On October 2, 2012, the Board of Directors of ExactTarget, Inc. (the “Company”) unanimously voted to appoint Scott S. McCorkle, 46, as the Company’s President, Technology and Strategy, effective immediately.  Mr. McCorkle had served as the Company’s Chief Operating Officer since December, 2008, as the Company’s Vice President, Technology and Product from August, 2005 to July, 2007 and as the Company’s Executive Vice President, Technology and Product from August, 2007 to December, 2008.  Prior to joining the Company, Mr. McCorkle co-founded Mezzia, Inc., a company that provided on-demand software to manage the planning, budgeting, and execution of capital spending and project-based initiatives and was with Mezzia from December 1999 to July 2005, first as its Vice President of Product and then as its President.

 

Also, on October 2, 2012, the Board of Directors of the Company unanimously voted to appoint  Andrew J. Kofoid, 47, as the Company’s Chief Operating Officer, effective immediately.  Mr. Kofoid had served as the Company’s Executive Vice President, Global Sales since May, 2010.  Prior to joining the Company, Mr. Kofoid was Vice President of U.S. Sales at Dassault Systèmes S.A., a global enterprise product lifecycle management software provider.
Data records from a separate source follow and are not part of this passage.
Issue #637, opened 2025-11-06
[Bug] Base image openjdk not longer available, docker build failure


albert-cg:
**Describe the bug**
The current `Dockerfile` for `conductor-server` still references the deprecated OpenJDK base image (`openjdk:17-bullseye`), which has been **intentionally removed** from Docker Hub as of late 2024.  
Because of this, any build using the official Dockerfile now fails with:

**Details**
Conductor version: 3.21.14 (and all current Docker builds)  
Persistence implementation: Postgres
Queue implementation: Postgres
Lock: N/A

**To Reproduce**
1. Clone the Conductor OSS repository  
2. Run:
   ```bash
   docker-compose -f docker/docker-compose-local.yaml build conductor-server
   ```
3. Observe the build failure when resolving the base image.

**Expected behavior**
Docker build successuflly

**Screenshots**
```bash
#2 [internal] load metadata for docker.io/library/openjdk:17-bullseye
#2 ERROR: docker.io/library/openjdk:17-bullseye: not found
ERROR: failed to solve: openjdk:17-bullseye: failed to resolve source metadata for docker.io/library/openjdk:17-bullseye
```

**Additional context**
According to commented on https://github.com/docker-library/openjdk/issues/551

> This issue is caused by the intentional removal of unmaintained OpenJDK images from Docker Hub.
> 
> Reference discussion:
> https://github.com/docker-library/openjdk/pull/550
> 
> It was 100% intentional — none of the images referenced here should be used (they’ve all been deprecated and unmaintained for 3+ years).
> 
> My personal suggestions for users affected by this removal, in decreasing order of suggested precedence:
> * Switch to hub.docker.com/_/eclipse-temurin (actively maintained)
> * Use a more specific known-outdated tag (e.g. openjdk:8u342-jre)
> * Build your own image"

albert-cg:
According to https://github.com/docker-library/openjdk/pull/550#issuecomment-3488288561

> > switch to https://hub.docker.com/_/eclipse-temurin (it's literally plain compiled builds of OpenJDK for this exact intent, created and maintained by some of the very folks who maintain OpenJDK, and is actively supported/maintained, unlike almost all tags of the openjdk image)

> openjdk:8: eclipse-temurin:8
> openjdk:11: eclipse-temurin:11
> openjdk:17: eclipse-temurin:17
> openjdk:21: eclipse-temurin:21
> openjdk:25: eclipse-temurin:25

[...]

PR #655, opened 2025-11-10
637: Updated server Dockerfile from openjdk:17-bullseye to azul/zulu-openjdk-debian:17

ghost:
Pull Request type
----
- [ x] Bugfix
- [ ] Feature
- [ ] Build related changes
- [ ] WHOSUSING.md

Changes in this PR
----
OpenJDK [does not provide docker images anymore](https://github.com/docker-library/openjdk/issues/505), so we have to switch to another provider. The old OpenJDK images were based on Debian, so we would prefer to stay on Debian. Azul provides Debian based images. This one uses Bookworm (oldstable) , the old image was based on Bullseye (oldoldstable, EOL support). See https://www.debian.org/releases/

Issue: https://github.com/conductor-oss/conductor/issues/637
Alternatives considered
----

We could have gone with openjdk:17-slim but that one will probably not receive updates anymore as noted in their communcation. Eclipse Temurin is another well supported image but it uses Ubuntu


nthmost-orkes (approved):
thanks, i'll run docker build checks locally to verify.

Issue #619, opened 2025-10-21
FIX: Add synchronous join support to FORK_JOIN (Q4 Roadmap 1.3)


nthmost-orkes:
# Core Problem
FORK_JOIN currently operates only asynchronously, providing no option to wait for all forked tasks to complete before proceeding. This creates workflow limitations and requires developers to implement polling workarounds for synchronous fork patterns. Adding property-based control over join behavior addresses community needs without requiring the larger parallel scheduling overhaul.

# Key Requirements

**What Needs Implementation:**
- Add configuration property to control join behavior (synchronous vs. asynchronous)
- Implement synchronous join logic that waits for all forked tasks to complete
- Maintain backward compatibility with default asynchronous behavior
- Update task definition schema to include join mode property
- Add validation for join mode property values

**Affected Files:**
- `Join.java` or FORK_JOIN handler (add sync/async logic ~30 lines)
- `ForkJoinTaskMapper.java` (property handling)
- Task definition schema
- Workflow validation logic

# Success Criteria
The implementation must provide explicit control over fork/join semantics through a property-based configuration. Synchronous mode must wait for all forked tasks before proceeding, while asynchronous mode maintains current behavior. Default behavior must remain unchanged for backward compatibility. Both modes must work correctly with all supported queue backends.

# Testing & Documentation Scope
Requirements include unit tests for both synchronous and asynchronous join logic, integration tests with complex fork structures, backward compatibility verification, performance regression testing for async mode, queue backend compatibility tests, and documentation for the join mode property with examples and best practices.

# Related Issues
- Related to #310 - FORK_JOIN performance issues
- Related to #408 - FORK_JOIN sequential scheduling
- Note: Does NOT address the parallel scheduling performance issue (deferred to future work)

PR #680, opened 2025-12-05
Add synchronous join support to FORK_JOIN (#619)

nthmost-orkes:
Implements #619 - adds property-based control for synchronous vs asynchronous join behavior in FORK_JOIN tasks.

### Property-Based Control
- Added `joinMode` property to `WorkflowTask` (values: `"SYNC"` or `"ASYNC"`)
- Property is optional; defaults to `"ASYNC"` for backward compatibility
- Passed through `JoinTaskMapper` to join task input data

### Synchronous Behavior via Evaluation Offset
Rather than overriding `isAsync()` (which doesn't support per-task control), synchronous behavior is achieved through the evaluation offset mechanism:

- **SYNC mode**: Returns 0 evaluation offset → join is evaluated every workflow decision cycle
- **ASYNC mode** (default): Uses exponential backoff → join is polled with increasing delays

This approach works within the existing framework constraints while providing responsive synchronous-like behavior.

### Usage Example
```json
{
  "name": "join_task",
  "taskReferenceName": "join_ref",
  "type": "JOIN",
  "joinOn": ["task1", "task2"],
  "joinMode": "SYNC"
}
```

### Backward Compatibility
- Existing workflows without `joinMode` continue using async behavior
- No breaking changes to APIs or existing functionality

### Tests
- Unit tests for both sync and async modes
- JoinTaskMapper tests verify property passing
- All existing tests continue to pass

### Current Orkes Implementation (OrkesJoin)
Orkes Conductor replaces the OSS `Join` component entirely with `OrkesJoin`:
- **Always synchronous**: `isAsync() = false` - no property-based control
- **Wraps OSS Join**: Internally delegates to OSS Join for basic functionality
- **Additional features**:
  - Script-based join conditions via `expression` and `evaluatorType` (GraalJS)
  - Large fork optimization (conditional output capture for 500+ tasks)
  - Enhanced execution logic with custom evaluators

### Convergence Path Options

**Option 1: Orkes adopts OSS property-based approach**
- Replace `OrkesJoin` with enhanced OSS `Join` + property control
- Set `joinMode: "SYNC"` by default in Orkes for backward compatibility
- Keep Orkes-specific features (expressions, large fork optimization) as separate enhancements
- **Benefit**: Shared core, easier maintenance

**Option 2: Keep separate implementations**
- OSS: Property-based sync/async control
- Orkes: Always-synchronous with advanced features
- Both implementations continue to coexist
- **Benefit**: No migration needed, each optimized for use case

### Implementation Compatibility
This PR's approach is convergence-friendly:
- ✅ Additive (new optional property)
- ✅ Non-breaking (defaults to async)
- ✅ Framework-aware (uses evaluation offset, not isAsync override)
- ✅ Orkes can layer expression support on top of property-based control

The property-based approach could serve as foundation for future convergence if Orkes wants to support both sync and async modes with user control.

### DIFF
--- a/.github/workflows/publish.yml
+++ b/.github/workflows/publish.yml
@@ -55,7 +55,7 @@ jobs:
           java-version: '21'
 
       - name: Login to Docker Hub Container Registry
-        uses: docker/login-action@v3
+        uses: docker/login-action@v4
         with:
           username: ${{ secrets.DOCKERHUB_USERNAME }}
           password: ${{ secrets.DOCKERHUB_TOKEN }}
--- a/.github/workflows/publish_build.yaml
+++ b/.github/workflows/publish_build.yaml
@@ -93,7 +93,7 @@ jobs:
           cp server/build/libs/*boot*.jar docker/server/libs/conductor-server.jar
 
       - name: Login to Docker Hub Container Registry
-        uses: docker/login-action@v3
+        uses: docker/login-action@v4
         with:
           username: ${{ secrets.DOCKERHUB_USERNAME }}
           password: ${{ secrets.DOCKERHUB_TOKEN }}


core/src/main/java/com/netflix/conductor/core/execution/tasks/Join.java
```diff
@@ -125,6 +125,14 @@ public boolean execute(
 
     @Override
     public Optional<Long> getEvaluationOffset(TaskModel taskModel, long maxOffset) {
+        // Check if joinMode is set to SYNC
+        String joinMode = (String) taskModel.getInputData().get("joinMode");
+        if ("SYNC".equalsIgnoreCase(joinMode)) {
```
v1r3n: can this be an enum?

core/src/main/java/com/netflix/conductor/core/execution/mapper/JoinTaskMapper.java
```diff
@@ -59,6 +59,9 @@ public List<TaskModel> getMappedTasks(TaskMapperContext taskMapperContext) {
 
         Map<String, Object> joinInput = new HashMap<>();
         joinInput.put("joinOn", workflowTask.getJoinOn());
+        if (workflowTask.getJoinMode() != null) {
+            joinInput.put("joinMode", workflowTask.getJoinMode());
```
v1r3n: I think we can read workflow task inside the task, so we can avoid putting this into the input.  need to verify though but I think it should be possible.

nthmost-orkes:
**Update on convergence:** Replaced the `offset=0` approach with `isAsync(TaskModel task)` on `WorkflowSystemTask` — this brings OSS `Join` much closer to `OrkesJoin` than we had before when we were avoiding changing the `WorkflowSystemTask` API

| | OSS `Join` (now) | `OrkesJoin` |
|---|---|---|
| Sync execution | `isAsync(task) = false` when `joinMode=SYNC` — runs in decide thread | `isAsync() = false` always |
| Per-task control | ✅ user-controlled via `joinMode` | ❌ always sync |
| Script conditions | ❌ | ✅ (`expression` + GraalJS) |
| Large fork optimization | ❌ | ✅ (500+ tasks) |

**Convergence path for Orkes is now simple:** subclass OSS `Join`, override `isAsync(TaskModel task)` to return `false` unconditionally — no workflow definition changes or migrations needed. Orkes-specific features (GraalJS, large fork optimization) layer on top as before. The `joinMode` enum also gives Orkes a path to expose user-controlled sync/async in the future.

From 2002 to 2010, Mr. Kofoid served in various U.S.- and European-based sales positions, ranging from Regional Sales Director to Vice President of U.S. Sales where he managed over 200 sales and services team members.

 

A copy of the press release announcing these appointments is attached as Exhibit 99.1 to this Current Report on Form 8-K and is incorporated herein by reference.

 

Item 5.03 Amendments to Articles of Incorporation or Bylaws; Change in Fiscal Year.

 

On October 2, 2012, the Board of Directors of the Company unanimously approved an amendment to the Company’s Amended and Restated Bylaws (as further amended, the “Bylaws”) to revise Article V thereof to set forth the duties of the Chief Operating Officer.  The Bylaws are effective as of October 2, 2012.

 

The above summary of the revision to Article V of the Bylaws is qualified in its entirety by reference to the Bylaws, a copy of which is filed herewith as Exhibit 3.1 and incorporated herein by reference.

 

Item 9.01. Financial Statements and Exhibits.

 

(d) Exhibits

 

Exhibit
No.

 

Description

 

 

 

3.1

 

Amended and Restated Bylaws of ExactTarget, Inc., as further amended.

 

 

 

99.1

 

Press Release dated October 3, 2012.

 

2



 

SIGNATURES

 

Pursuant to the requirements of the Securities Exchange Act of 1934, as amended, the registrant has duly caused this report to be signed on its behalf by the undersigned hereunto duly authorized.

 

 

ExactTarget, Inc.

 

 

Date: October 3, 2012

By:

/s/ Traci M. Dolan

 

Traci M. Dolan

 

Chief Administrative Officer and Secretary

 

EXHIBIT INDEX

 

Exhibit
No.

 

Description

 

 

 

3.1

 

Amended and Restated Bylaws of ExactTarget, Inc., as further amended.

 

 

 

99.1

 

Press Release dated October 3, 2012.